I don't have my calculations handy at the moment, but solar cells and LEDs aren't all that far from surpassing direct sunlight for photosynthesis. Plants mainly use a thin band of red and a little blue. Since so little of yellow, green, deep blue, and UV are useful to plants, using a solar cell to gather all the sunlight and then drive narrow band red and blue LEDs can up the overall efficiency of agriculture per square meter of collection area - once the LED's are a bit more efficient than present. As I recall off the top of my head, you're looking for about 30% efficiency when you multiply the solar cell and LED efficiencies for the break-over point. For space applications, once you factor in all the losses in a purely optical solution (windows, mirrors, etc), the breakover should happen a bit sooner.

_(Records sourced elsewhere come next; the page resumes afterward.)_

PR #321, opened 2024-07-02
[TM-1025] add isNewRoleUser to me function

LimberHope:
[Task Link](https://gfw.atlassian.net/browse/TM-1025)

### DIFF
--- a/app/functions.php
+++ b/app/functions.php
@@ -170,6 +170,9 @@ function assignSpatieRole($user)
 
             break;
         case 'project-developer':
+            $user->assignRole($user->role);
+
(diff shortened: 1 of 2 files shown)


app/functions.php
```diff
@@ -170,6 +170,9 @@ function assignSpatieRole($user)
 
             break;
         case 'project-developer':
+            $user->assignRole($user->role);
+
+            break;
```
roguenet, line 175: This change looks unnecessary - it's doing the same thing it was before, no?

roguenet (approved):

From a design standpoint, this is a very good thing, because we need our plant habitats to have some artificial gravity, which of course means spinning. If you're trying to illuminate them with just windows and mirrors, this usually means they'll be spread out over a large surface area, which isn't a particularly efficient structure. It can also create very complicated topologies between the large, outboard collection mirrors and the required windows and light tubes to get the sunlight inside the station and shining on the plants.
With solar cells, you just put them in space without spinning and snake the power wires into your grow rooms, which can have plants stacked on racks, densely packed for maximum volumetric efficiency.
As for which plats to grow, grow just about everything you like to eat.